Nmap 7.98 Arrives with a Critical Security Fix and Major Upgrades
On August 21, the Nmap development team unveiled version 7.98 of their legendary tool. At first glance, it might appear to be just another update, yet this release carries particular significance for users of Windows and macOS.
At the heart of the update lies security. The Windows installer has been rebuilt on NSIS 3.11, effectively patching the critical vulnerability CVE-2025-43715, which previously allowed attackers to escalate privileges when launched under SYSTEM. Alongside this, the bundle now ships with updated versions of OpenSSL and Lua, while the Npcap driver has been advanced to version 1.83, improving compatibility, including full PPPoE support.
macOS users have not been overlooked. A longstanding issue — the cryptic “dnet: Failed to open device en0” message on launch — has finally been resolved once and for all.
The update also delivers substantial improvements to the networking engine itself. Developers fixed a buffer overflow in FTP relays, crashes in recursive DNS handling, and performance issues in TCP Connect scans, which previously could stall or crash the scanning process. Overall, the scanner is now more resilient when handling large numbers of sockets and more precise in processing DNS responses.

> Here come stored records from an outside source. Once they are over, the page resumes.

PR #201, opened 2022-02-02
plugin: add max_active_jobs per-user/bank limit

### LINKED ISSUE #196: plugin: enforce a max_submit_jobs limit

cmoussa1:
#### Problem

The changes introduced in #177 left somewhat of a "bad behavior" loophole in the priority plugin when it comes to handling job submissions from a user/bank row. As a quick refresher, #177 introduced a change to the way the plugin kept track of a _running_ jobs for a user/bank row, so it only counts jobs that had entered the RUN state. So, for example, if a user/bank row had a `max_jobs` limit of 2, and they submitted 4 jobs at once, the first two jobs could enter the RUN state, but the other 2 would have dependencies added to them (thus, holding the jobs), until one of the first two jobs entered the INACTIVE state, which would remove the dependency on one of the held jobs and allow it to enter the RUN state.

However, there is currently no way to enforce the amount of _active_ jobs from a user/bank row. So, technically, someone with a `max_jobs` limit of 2 could submit 100 jobs at once, leaving 2 jobs to run at a time while 98 others sit in the queue. This behavior should be prevented and enforced for every user/bank combination.

---

This ~~[WIP]~~ PR introduces a new user/bank row limit to both the `association_table` in the flux-accounting database and to the multi-factor priority plugin, called `max_active_jobs`. This limit represents the maximum number of jobs able to be _pending + running_. This limit can be set at create time for a row and can be modified at any time for a row in the `association_table`.

In the priority plugin, this limit is integrated into every `bank_info` struct for every user/bank. Its limit is enforced when a job enters `job.validate`. If the number of _pending + running_ jobs reaches the `max_active_jobs` limit, subsequently submitted jobs will be rejected with a message saying that the limit has been reached, which I believe lines up with current behavior on our systems.

This counter is incremented as a job exits `job.validate` and is decremented as a job enters `job.state.inactive`.

Additional tests were added to `t1005-max-jobs-limits.t` to test the new limit by submitting a max number of jobs and ensuring an error message is output for jobs submitted while the `max_active_jobs` limit is reached.

Fixes #196

### DIFF
--- a/src/bindings/python/fluxacct/accounting/create_db.py
+++ b/src/bindings/python/fluxacct/accounting/create_db.py
@@ -98,6 +98,7 @@ def create_db(
                 job_usage        real        DEFAULT 0.0   NOT NULL,
                 fairshare        real        DEFAULT 0.5   NOT NULL,
                 max_running_jobs int(11)     DEFAULT 5     NOT NULL    ON CONFLICT REPLACE DEFAULT 5,
+                max_active_jobs  int(11)     DEFAULT 7     NOT NULL    ON CONFLICT REPLACE DEFAULT 7,
                 qos              tinytext    DEFAULT ''    NOT NULL    ON CONFLICT REPLACE DEFAULT '',
                 PRIMARY KEY   (username, bank)
         );"""
--- a/src/cmd/flux-account.py
+++ b/src/cmd/flux-account.py
@@ -78,6 +78,12 @@ def add_add_user_arg(subparsers):
         metavar="MAX_RUNNING_JOBS",
     )
     subparser_add_user.add_argument(
+        "--max-active-jobs",
+        help="max number of both pending and running jobs",
+        default=7,
+        metavar="max_active_jobs",
+    )
+    subparser_add_user.add_argument(
         "--qos",
         help="quality of service",
         default="",
@@ -127,6 +133,12 @@ def add_edit_user_arg(subparsers):
         help="max number of jobs that can be running at the same time",
         default=None,
         metavar="MAX_RUNNING_JOBS",
+    )
+    subparser_edit_user.add_argument(
+        "--max-active-jobs",
+        help="max number of both pending and running jobs",
+        default=7,
+        metavar="max_active_jobs",
     )
     subparser_edit_user.add_argument(
         "--qos",
@@ -439,6 +451,7 @@ def select_accounting_function(args, conn, output_file, parser):
             args.userid,
             args.shares,
             args.max_running_jobs,
+            args.max_active_jobs,
             args.qos,
         )
     elif args.func == "delete_user":
@@ -451,6 +464,7 @@ def select_accounting_function(args, conn, output_file, parser):
             args.default_bank,
             args.shares,
             args.max_running_jobs,
+            args.max_active_jobs,
             args.qos,
         )
     elif args.func == "view_job_records":
--- a/src/plugins/mf_priority.cpp
+++ b/src/plugins/mf_priority.cpp
@@ -33,8 +33,8 @@ std::map<int, std::string> users_def_bank;
 
 struct bank_info {
     double fairshare;
-    int max_running_jobs;
-    int current_jobs;
+    int max_run_jobs;
+    int cur_run_jobs;
     std::vector<long int> held_jobs;
 };
 
@@ -140,7 +140,7 @@ static void rec_update_cb (flux_t *h,
         b = &users[uid][bank];
 
         b->fairshare = fshare;
-        b->max_running_jobs = max_running_jobs;
+        b->max_run_jobs = max_running_jobs;
 
         users_def_bank[uid] = def_bank;
     }
@@ -207,7 +207,7 @@ static int priority_cb (flux_plugin_t *p,
         return -1;
     }
 
-    b->current_jobs++;
+    b->cur_run_jobs++;
 
     return 0;
 }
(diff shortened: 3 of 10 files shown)


src/bindings/python/fluxacct/accounting/create_db.py
```diff
@@ -87,18 +87,19 @@ def create_db(
...
+                mod_time        bigint(20)  DEFAULT 0     NOT NULL,
+                deleted         tinyint(4)  DEFAULT 0     NOT NULL,
+                username        tinytext                  NOT NULL,
+                userid          int(11)     DEFAULT 65534 NOT NULL,
+                bank            tinytext                  NOT NULL,
+                default_bank    tinytext                  NOT NULL,
+                shares          int(11)     DEFAULT 1     NOT NULL    ON CONFLICT REPLACE DEFAULT 1,
+                job_usage       real        DEFAULT 0.0   NOT NULL,
+                fairshare       real        DEFAULT 0.5   NOT NULL,
+                max_jobs        int(11)     DEFAULT 5     NOT NULL    ON CONFLICT REPLACE DEFAULT 5,
```
grondo, line 100: Sorry, I know this is still a draft, but I have one suggestion: is `max_jobs` actually `max_running_jobs`? If so, it might be nice to rename now rather than later since `max_jobs` and `max_active_jobs` could be easily confused (at least for me). By renaming `max_jobs` to `max_running_jobs` or `max_runnable_jobs` or whatever, it would make it clear throughout which limit applies to the total number of active jobs vs just runnable jobs.

cmoussa1: You're one step ahead of me! I was pushing that work off until I got the `max_active_jobs` named throughout the project; changing `max_jobs` to `max_running_jobs` or something is still left to do (and I agree it's probably a necessary change) and will most likely result in a number of changes throughout the project as well, not just in the plugin. Sorry, I probably should have written that as a **TODO** in the PR description.

grondo: Ok, I apologize for jumping the gun!

cmoussa1:
OK, I think I'll take this out of [WIP] and mark it as ready for an initial review whenever convenient. 

I prepended the set of commits that actually add the `max_active_jobs` limits with a series of commits that rename `max_jobs` to `max_running_jobs` throughout the flux-accounting project: in the DB, the Python bindings and commands, the existing sharness tests, and the priority plugin. I tried to separate them where I felt appropriate, but if you think they should just be squashed into one larger "renaming" commit, I'm totally fine with that and can squash.

grondo:
If it would make more sense, you could propose the renaming as a separate PR. This might help users browsing the release notes since we have an entry for each PR, generally.

One reason to squash the rename into one big commit is so that no one commit breaks the build/test of the project. I would leave it up to your discretion whether you think there is value in keeping the commits separate. (I would personally lean toward just one commit if all the commit messages are largely the same)

cmoussa1:
OK! I like that suggestion. I'll squash those commits and propose them in a separate PR. Thanks!

src/cmd/flux-account.py
```diff
@@ -77,6 +77,12 @@ def add_add_user_arg(subparsers):
         default=5,
         metavar="MAX_RUNNING_JOBS",
     )
+    subparser_add_user.add_argument(
+        "--max-active-jobs",
+        help="max number of both submitted and running jobs",
```
grondo, line 82: s/submitted/pending/?

grondo (changes requested):
This looks good! Nice work.

Just some minor suggestions inline, and one possible bug (though I may have read the code wrong, apologies if so!)

src/plugins/mf_priority.cpp
```diff
@@ -264,12 +268,19 @@ static int validate_cb (flux_plugin_t *p,
...
+    max_active_jobs = bank_it->second.max_active_jobs;
 
     // if a user's fairshare value is 0, that means they shouldn't be able
     // to run jobs on a system
     if (fairshare == 0)
         return flux_jobtap_reject_job (p, args, "user fairshare value is 0");
 
+    // if a user/bank has reached their max_active_jobs limit, subsequently
+    // submitted jobs will be rejected
+    if (max_run_jobs > 0 && cur_active_jobs >= max_active_jobs)
```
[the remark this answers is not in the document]
cmoussa1: Ah, yes, you're absolutely right. This check should be for `max_active_jobs`. I just squashed and pushed up a change that fixes this `if` condition.

grondo (approved):
Great! LGTM now!

cmoussa1:
Woohoo! Thanks for the feedback and review. Setting MWP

Enhancements extend to the Nmap Scripting Engine (NSE) as well. The ssh-brute script now supports keyboard-interactive authentication, while tls.lua has been refined for better handling of TLS 1.3, including post-quantum algorithms. Additional fixes improve interactions with DNS zones and SSL connections.
Finally, Zenmap and related utilities received important upgrades: Unicode issues were corrected, installation crashes eliminated, and stability improved. The interface also gained new translations, making the tool more accessible to a wider audience.
In essence, Nmap 7.98 stands as a clean, reliable release — one that closes critical gaps, strengthens compatibility with modern technologies, and makes scanning significantly more stable. For anyone engaged in network security, this is an update worth installing without hesitation.